- Date: 15–21 September
- Edition: 1st
- Category: Tier II
- Draw: 28S / 16D
- Prize money: $450,000
- Surface: Hard / outdoor
- Location: Tokyo, Japan
- Venue: Ariake Coliseum

Champions

Singles
- Monica Seles

Doubles
- Monica Seles / Ai Sugiyama
| Toyota Princess Cup |

= 1997 Toyota Princess Cup =

The 1997 Toyota Princess Cup was a women's tennis tournament played on outdoor hard courts at the Ariake Coliseum in Tokyo, Japan that was part of the Tier II category of the 1997 WTA Tour.

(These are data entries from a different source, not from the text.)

PR #3867, opened 2023-09-15
Fix: Add CVSS missing range (0.1-0.9)

a-h-abdelsalam:
## What

The range (0.1-0.9) is now shown in the CVSS chart and the corresponding tooltip and filter are consistent with the range.

Fixed the filter ranges for severity values 9 and 10. Value 9 should exclude 10 and Value 10 filter should filter only for 10 and not for > 10.

## Why

The CVSS range (0.1-0.9) was missing.

## References

GEA-266

### DIFF
--- a/src/web/components/dashboard/display/cvss/cvssdisplay.js
+++ b/src/web/components/dashboard/display/cvss/cvssdisplay.js
@@ -52,7 +52,7 @@ class CvssDisplay extends React.Component {
 
     let statusFilter;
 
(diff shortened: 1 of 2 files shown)


bjoernricks (approved):

a-h-abdelsalam:
Hey @bjoernricks thanks for taking a look on this PR. We might need to wait on merging this one. I disabled auto-merge

timopollmeier (approved):

PR #3877, opened 2023-09-26
Change: Update d3 and jest-dom versions

a-h-abdelsalam:
## What

Update the versions of d3 libraries and jest-dom.
- import of jest-dom had to be updated since extend-expect is removed starting from jest-dom 6.0.0. See [Releases](https://github.com/testing-library/jest-dom/releases)
- d3 node modules need to be transformed so that jest can parse them. See [3.0.1 doesn't work with Jest](https://github.com/d3/d3-interpolate/issues/96)

## Why

To keep the dependencies updated to the latest versions.

## References

GEA-309

### DIFF
--- a/package-lock.json
+++ b/package-lock.json
@@ -18,14 +18,14 @@
         "@vx/shape": "^0.0.199",
         "babel-loader": "9.1.3",
         "core-js": "^3.32.2",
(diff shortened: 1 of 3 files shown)


bjoernricks (approved):

bjoernricks:
Nice!

PR #3890, opened 2023-10-05
Enable Dependabot update grouping

timopollmeier:
## What
Grouping of all Dependabot updates that only increase the patch level is enabled so they will be added in a single commit.

## Why
To simplify the update process.

### DIFF
--- a/.github/dependabot.yml
+++ b/.github/dependabot.yml
@@ -6,6 +6,12 @@ updates:
     schedule:
       interval: monthly
       time: '04:00'
+    groups:
+      patch-updates:
+        patterns:
+          - "*"
+        update-types:
+          - "patch"
     open-pull-requests-limit: 10
     versioning-strategy: increase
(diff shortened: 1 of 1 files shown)


bjoernricks:
I am not sure if grouping all npm dependencies is a good idea. It seems to me that npm dependency updates are break to often and therefore a single grouped PR would not work.

bjoernricks:
Btw. are the ignore settings for npm updates still valid?

a-h-abdelsalam:
What about grouping at least the patch updates together `update-types: patch`? There is a higher chance they are not breaking changes.

bjoernricks:
yes that's a good solution!

timopollmeier:
Okay, I'll update the commit accordingly.

bjoernricks (approved):

bjoernricks:
Oh please add grouping for github-actions too

PR #3894, opened 2023-10-08
i18n lose zh_TW

qpowjohn:
I'm Traditional Chinese user, when i change interface language to chinese but not work. i search container and source code. i think source code lose something.

## Checklist

- [ ] Tests


bjoernricks:
Hi @qpowjohn, thanks a lot for your contribution!

I've tested your changes but sadly wasn't enough to get the translations to work again. Therefore I did spend some time on the issue and created #3895 which replaces your PR.

PR #1581, opened 2026-02-11
fix(genai): update dummy thought signature to bypass string (fixes #1570)

### LINKED ISSUE #1570: DUMMY_THOUGHT_SIGNATURE fallback rejected by Vertex AI — base64 encoding prevents bypass string from reaching the API
### Package (Required)

- [x] langchain-google-genai

### Checked other resources

### Example Code (Python)

```python
from google.genai._common import encode_unserializable_types
from google.genai.types import Part, FunctionCall
from langchain_google_genai.chat_models import DUMMY_THOUGHT_SIGNATURE
import json

# 1. Show what DUMMY_THOUGHT_SIGNATURE is
print(f"DUMMY type: {type(DUMMY_THOUGHT_SIGNATURE)}")
print(f"DUMMY length: {len(DUMMY_THOUGHT_SIGNATURE)} bytes")

# 2. Create a Part the way the library does it (function call + DUMMY signature)
part = Part(
    function_call=FunctionCall(name="search_companies", args={"name": "Acme"}),
    thought_signature=DUMMY_THOUGHT_SIGNATURE,
)

# 3. SDK serialization base64-encodes the bytes — API rejects this
serialized = part.model_dump(exclude_none=True)
encoded = encode_unserializable_types(serialized)
print(f"\nDUMMY after SDK serialization: {json.dumps(encoded['thought_signature'][:60])}...")
print("^ base64 blob — API rejects with 'Thought signature is not valid'")

# 4. The documented bypass string also gets corrupted
part2 = Part(
    function_call=FunctionCall(name="search_companies", args={"name": "Acme"}),
    thought_signature=b"skip_thought_signature_validator",
)
serialized2 = part2.model_dump(exclude_none=True)
encoded2 = encode_unserializable_types(serialized2)
print(f"\nBypass bytes after SDK serialization: {json.dumps(encoded2['thought_signature'])}")
print("^ base64-encoded — API does NOT recognize this as the bypass")

# 5. What the API actually needs in the JSON payload
print(f"\nWhat API expects: \"skip_thought_signature_validator\" (literal string)")
```

```shell
langchain_google_genai.chat_models.ChatGoogleGenerativeAIError: Error calling model 'gemini-3-pro-preview' (INVALID_ARGUMENT): 400 INVALID_ARGUMENT. {'error': {'code': 400, 'message': 'Unable to submit request because function call `hubspot_mcp_search_companies` in the 2. content block is missing a `thought_signature`. Learn more: https://docs.cloud.google.com/vertex-ai/generative-ai/docs/thought-signatures', 'status': 'INVALID_ARGUMENT'}}
```

### Description

When using `ChatGoogleGenerativeAI` with Gemini 3+ models in a multi-turn tool-calling loop (e.g. `create_react_agent`), the library's `DUMMY_THOUGHT_SIGNATURE` fallback is **always rejected** by the API.

#### Root Cause

The `DUMMY_THOUGHT_SIGNATURE` constant ([chat_models.py:571-578](https://github.com/langchain-ai/langchain-google/blob/main/libs/genai/langchain_google_genai/chat_models.py#L571-L578)) is 311 bytes captured from a previous API response. It's injected into `Part.thought_signature` at [line 799](https://github.com/langchain-ai/langchain-google/blob/main/libs/genai/langchain_google_genai/chat_models.py#L799) when a function-call Part lacks a signature.

However, the Google GenAI SDK's `encode_unserializable_types()` in `google.genai._common` **base64-encodes all `bytes` values** before JSON serialization. The API receives a base64 blob instead of a valid thought signature:

```
Part(thought_signature=DUMMY_THOUGHT_SIGNATURE)   # 311 bytes
  → convert_to_dict()                             # bytes stay as bytes
  → encode_unserializable_types()                 # base64.urlsafe_b64encode(bytes) → string
  → json.dumps()                                  # "thoughtSignature": "<base64 blob>"
  → API rejects: "Thought signature is not valid"
```

The [documented bypass](https://cloud.google.com/vertex-ai/generative-ai/docs/thought-signatures) is the **literal string** `"skip_thought_signature_validator"` in the JSON `thoughtSignature` field. But since `Part.thought_signature` is typed as `Optional[bytes]`, there is no way to pass this string through the SDK's serialization pipeline without it being base64-encoded into something else.

#### When This Happens

In a ReAct agent loop, the first LLM call produces an AIMessage with tool calls and ephemeral thought signatures. On the second LLM call, this message is replayed in history. The original signatures are stale (tied to the first response context). The library's `_parse_chat_history` detects missing/stale signatures and injects `DUMMY_THOUGHT_SIGNATURE`, but the SDK corrupts it via base64 encoding before it reaches the API.

#### Observed Errors

Depending on what's sent in the `thoughtSignature` field, the API returns different errors:

- **Real (stale) signatures replayed** → `"Thought signature is not valid"`
- **`DUMMY_THOUGHT_SIGNATURE` bytes** (base64-encoded by SDK) → `"Thought signature is not valid"`
- **No signature at all** (`None`) → `"function call is missing a thought_signature"`
- **`b"skip_thought_signature_validator"`** in `Part.thought_signature` → `"Thought signature is not valid"` (SDK base64-encodes it to `"c2tpcF90aG91Z2h0X3NpZ25hdHVyZV92YWxpZGF0b3I="`)

**None of these work.** The only thing the API accepts is the literal string `"skip_thought_signature_validator"` in the JSON payload, which is impossible to achieve through the current `Part.thought_signature` → SDK serialization path.
on path.

### Example Code (Python)

```python
"""
Demonstrates that DUMMY_THOUGHT_SIGNATURE gets base64-encoded by the SDK,
making it impossible for the API to accept it.
"""

from google.genai._common import encode_unserializable_types
from google.genai.types import Part, FunctionCall
from langchain_google_genai.chat_models import DUMMY_THOUGHT_SIGNATURE
import json

# 1. Show what DUMMY_THOUGHT_SIGNATURE is
print(f"DUMMY type: {type(DUMMY_THOUGHT_SIGNATURE)}")
print(f"DUMMY length: {len(DUMMY_THOUGHT_SIGNATURE)} bytes")

# 2. Create a Part with a function call + DUMMY signature (what the library does)
part = Part(
    function_call=FunctionCall(name="search_companies", args={"name": "Acme"}),
    thought_signature=DUMMY_THOUGHT_SIGNATURE,
)

# 3. Show how the SDK serializes it — base64 encodes the bytes
serialized = part.model_dump(exclude_none=True)
encoded = encode_unserializable_types(serialized)
print(f"\nSerialized thoughtSignature: {json.dumps(encoded['thought_signature'][:60])}...")
print("^ This is a base64 blob — NOT a valid thought signature")

# 4. Show the bypass string also gets corrupted
part_bypass = Part(
    function_call=FunctionCall(name="search_companies", args={"name": "Acme"}),
    thought_signature=b"skip_thought_signature_validator",
)
serialized_bypass = part_bypass.model_dump(exclude_none=True)
encoded_bypass = encode_unserializable_types(serialized_bypass)
print(f"\nBypass as bytes → serialized: {json.dumps(encoded_bypass['thought_signature'])}")
print("^ SDK base64-encoded it — API will NOT recognize this as the bypass string")

# 5. What the API actually needs
print(f"\nWhat the API expects: \"skip_thought_signature_validator\"")
print("^ Literal string, not base64-encoded bytes")
```

**Output:**
```
DUMMY type: <class 'bytes'>
DUMMY length: 311 bytes

Serialized thoughtSignature: "ErQCCrECAdHtim8MtxgeMCRCiNiyoyImxtYAEDzz4NXOr_HSL3rA"...
^ This is a base64 blob — NOT a valid thought signature

Bypass as bytes → serialized: "c2tpcF90aG91Z2h0X3NpZ25hdHVyZV92YWxpZGF0b3I="
^ SDK base64-encoded it — API will NOT recognize this as the bypass string

What the API expects: "skip_thought_signature_validator"
^ Literal string, not base64-encoded bytes
```

### Suggested Fix

In `_parse_chat_history`, when injecting the fallback signature for missing thought signatures, the value needs to arrive as the **literal string** `"skip_thought_signature_validator"` in the JSON payload. Possible approaches:

1. **Coordinate with `google-genai` SDK** to special-case `thought_signature` in `encode_unserializable_types` (or accept `str` in the field).
2. **Post-process the request dict** after `encode_unserializable_types` runs but before `json.dumps`, replacing any base64-encoded `thought_signature` with the bypass string.
3. **Use a custom type** that survives serialization as a plain string.

### Workaround

We monkey-patch `google.genai._common.encode_unserializable_types` to intercept the `thought_signature` key and replace the bytes with the literal bypass string:

```python
import google.genai._common as _common_mod

_original_encode = _common_mod.encode_unserializable_types

def _patched_encode(data: dict[str, object]) -> dict[str, object]:
    result = _original_encode(data)
    if isinstance(result, dict) and "thought_signature" in result:
        result["thought_signature"] = "skip_thought_signature_validator"
    return result

_common_mod.encode_unserializable_types = _patched_encode
```

### Environment

- `langchain-google-genai`: 4.2.0
- `google-genai`: 1.60.0
- `langchain-core`: 1.2.7
- `langgraph`: 1.0.7
- Python: 3.13.0

### Related Issues

- #1389 — `"skip_thought_signature_validator"` flag not supported by VertexAI Client (closed — workaround only helps manually constructed messages, not library-injected DUMMY)
- #1364 — Function call missing thought_signature with Gemini 3 and create_react_agent (closed as resolved by DUMMY patching, but DUMMY itself is rejected)
- #1431 — Image part missing thought_signature (closed)

ADITYAKUMARRAI2007:
**Description**
This PR fixes Issue #1570 where the `DUMMY_THOUGHT_SIGNATURE` fallback was being rejected by the Vertex AI API with an `INVALID_ARGUMENT` error.

**The Fix**
Updated `DUMMY_THOUGHT_SIGNATURE` to use the documented bypass bytes `b"skip_thought_signature_validator"`. This ensures that when the SDK serializes the signature, the API recognizes the bypass intent instead of seeing an invalid base64 blob.

**Issue:** Fixes #1570


peterkarman1:
Hi, checking in on this PR. We reproduced the issue fixed here with `langchain-google-genai==4.2.2`, `gemini-3.1-flash-lite-preview`, and an active-loop tool-call history whose `AIMessage` did not originate from Gemini. The library injects `DUMMY_THOUGHT_SIGNATURE`, and the live Vertex call fails with `Thought signature is not valid.` Is this PR still the intended fix path for #1570, and is there anything needed to move it forward?

mdrxy:
Thanks for getting this started! We're superseding this with a stacked PR pair — the first adds a failing test case (#1971), and the second (#1972) addresses both the constant swap and the SDK serialization issue (which this PR didn't cover — `encode_unserializable_types` base64-encodes the bypass bytes before the request is sent, so the API still wouldn't see the literal string). Linking back here for context.

PR #1587, opened 2026-02-13
fix(genai): handle empty items dict in array schema conversion

### LINKED ISSUE #1768: Tools with List[Any] parameters fail with 400 errors
### Bug
In `ChatGoogleGenerativeAI` invocations, tools with `List[Any]` parameters fail at runtime with:

```
400 INVALID_ARGUMENT: GenerateContentRequest.tools[N].function_declarations[N].parameters.properties[field].items: missing field
```

`ChatVertexAI` works.

### Example
```
from typing import Any, List

@tool
def my_tool(data: List[Any]) -> str:
    """Tool with a List[Any] parameter."""
    return str(data)

# enter custom args for authentication
args = {}
for name, llm in [
    ("ChatGoogleGenerativeAI", ChatGoogleGenerativeAI(model="gemini-3.1-flash-lite-preview", **args),
    ("ChatVertexAI", ChatVertexAI(model="gemini-3.1-flash-lite-preview", **args),
]:
    try:
        llm.bind_tools([my_tool], tool_choice="my_tool").invoke("call my_tool")
        print(f"{name}: OK")
    except Exception as e:
        print(f"{name}: {e}")

#### Output:

ChatGoogleGenerativeAI: Error calling model 'gemini-3.1-flash-lite-preview' (INVALID_ARGUMENT): 400 INVALID_ARGUMENT. {'error': {'code': 400, 'message': '*GenerateContentRequest.tools[0].function_declarations[0].parameters.properties[data].items: missing field.\n', 'status': 'INVALID_ARGUMENT'}}
ChatVertexAI: OK
```

mdrxy:
Fixes #1768

---

Fix silent data loss when converting tool schemas with empty `items` dicts (`"items": {}`) to Gemini API format. 

When a tool parameter is typed as `list[Any]` or `list[list[Any]]`, Pydantic emits `{"type": "array", "items": {}}`. Because `bool({})` is `False` in Python, two separate truthiness checks caused the `items` field to be silently dropped. The Gemini API then rejects these schemas with `INVALID_ARGUMENT` ("missing field").

---

> ["In JSON Schema, an empty object is a completely valid schema that will accept any valid JSON."](https://json-schema.org/understanding-json-schema/basics)


lkuligin (dismissed):

libs/genai/langchain_google_genai/_function_utils.py
```diff
@@ -130,7 +130,7 @@ def _dict_to_genai_schema(
     is_property: bool = False,
     is_any_of_item: bool = False,
 ) -> types.Schema | None:
```
lkuligin, line 132: ideally, we should use a dict here and pass it as `parameters_json_schema`

PR #1588, opened 2026-02-14
fix(genai): propagate model-level stop sequences to generation config

### LINKED ISSUE #1586: [ChatGoogleGenerativeAI] Model attribute `stop` is not propagated to the model
### Package (Required)

- [x] langchain-google-genai

### Checked other resources

### Example Code (Python)

```python
from langchain_google_genai.chat_models import ChatGoogleGenerativeAI

llm = ChatGoogleGenerativeAI(
    model="gemini-2.5-flash-lite",
    stop=["model"],
)

# This gives the wrong output
llm.invoke("Repeat after me: 'I am a model from Google.'")

# This works correctly
llm.invoke("Repeat after me: 'I am a model from Google.'", stop=["model"])
```

```shell
No error, but output is not as expected.

AIMessage(content='I am a model from Google.', ...)
```

### Description

1. Create a model using stop sequences. (`.stop` is a [documented model parameter](https://reference.langchain.com/python/integrations/langchain_google_genai/ChatGoogleGenerativeAI/#langchain_google_genai.ChatGoogleGenerativeAI.stop))
2. Expected the output to stop short of model: "I am a".
3. Got "I am a model from Google."

It works correctly when we specify the sequence in the `invoke()` method, but not when we do it on the model level.

The described expected behaviour would be consistent with the behaviour of the Google Genai SDK's Chat:

```python
from google import genai
client = genai.Client()
chat = client.chats.create(
    model="gemini-2.5-flash-lite",
    config=genai.types.GenerateContentConfig(
        stop_sequences=["model"],
    ),
)
response = chat.send_message("Are you an LLM?")
response.text

>>> 'I am a large language '
```

And with some random other model through LangChain:

```python
from langchain_openai import ChatOpenAI
llm = ChatOpenAI(
    model="gpt-4.1-nano",
    stop_sequences=["model"],
)
llm.invoke("Are you an LLM?")

>>> AIMessage(content='Yes, I am a large language ', ...)
```

Similar to #1454 but not the exact same cause.

I think I found the root cause and a fix, but it needs some verification and testing. Then I'll contribute.

junaidaslam2006:
## Description
Fixes #1586 — Model attribute `stop` is not propagated to the generation config.

When `stop` is set as a model attribute on `ChatGoogleGenerativeAI`, it was silently ignored unless also provided at call time via `invoke(stop=...)`. This is because `_build_base_generation_config` used the `stop` parameter directly without falling back to `self.stop`.

## Fix
Changed `"stop_sequences": stop` to `"stop_sequences": stop if stop is not None else self.stop`, consistent with how other parameters (temperature, max_output_tokens, etc.) are already handled.

## Tests
Added `test_model_level_stop_propagated` unit test verifying that model-level stop sequences appear in the generation config when no override is passed at call time.


libs/genai/langchain_google_genai/chat_models.py
```diff
@@ -2584,7 +2582,7 @@ def _build_base_generation_config(
         config: dict[str, Any] = {
             "candidate_count": self.n,
             "temperature": kwargs.get("temperature", self.temperature),
-            "stop_sequences": stop,
+            "stop_sequences": stop if stop is not None else self.stop,
```
julesvanrie, line 2585: LGTM: This is how I solved it too.

libs/genai/tests/integration_tests/test_chat_models.py
```diff
@@ -2518,8 +2518,14 @@ def test_context_caching(backend_config: dict) -> None:
...
-    assert isinstance(response.content, str)
-    assert "747" in response.content
+    content = response.content
+    if isinstance(content, list):
+        text = " ".join(
+            b["text"] for b in content if isinstance(b, dict) and b.get("text")
+        )
+    else:
+        text = content
+    assert "747" in text
```
julesvanrie, line 2528: These changes (as well as the next) are unrelated to the issue, but to pass the integration tests, right? I saw you added the same in #1585.

julesvanrie (commented):
After submitting the issue I started working on a solution, but then I saw your PR. So I dropped my work because I was essentially writing the same solution.

libs/genai/tests/integration_tests/test_chat_models.py
junaidaslam2006: they're required to make CI pass so I included them here to keep the PR mergeable and also in #1585

lkuligin (approved):

PR #1590, opened 2026-02-16
fix(vertexai): use model-aware `max_output_tokens` defaults for `ChatAnthropicVertex`

### LINKED ISSUE #1584: ChatAnthropicVertex hardcodes max_output_tokens=1024, should use model-aware defaults like ChatAnthropic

It was the inaugural edition of the tournament and was held from 15 September through 21 September 1997. First-seeded Monica Seles won the singles title.

==Finals==
===Singles===

USA Monica Seles defeated ESP Arantxa Sánchez Vicario 6–1, 3–6, 7–6^{(7–5)}
- It was Seles' 3rd singles title of the year and the 41st of her career.

===Doubles===

USA Monica Seles / JPN Ai Sugiyama defeated FRA Julie Halard-Decugis / USA Chanda Rubin 6–1, 6–0
- It was Seles' only doubles title of the year and the 5th of her career. It was Sugiyama's only doubles title of the year and the 4th of her career.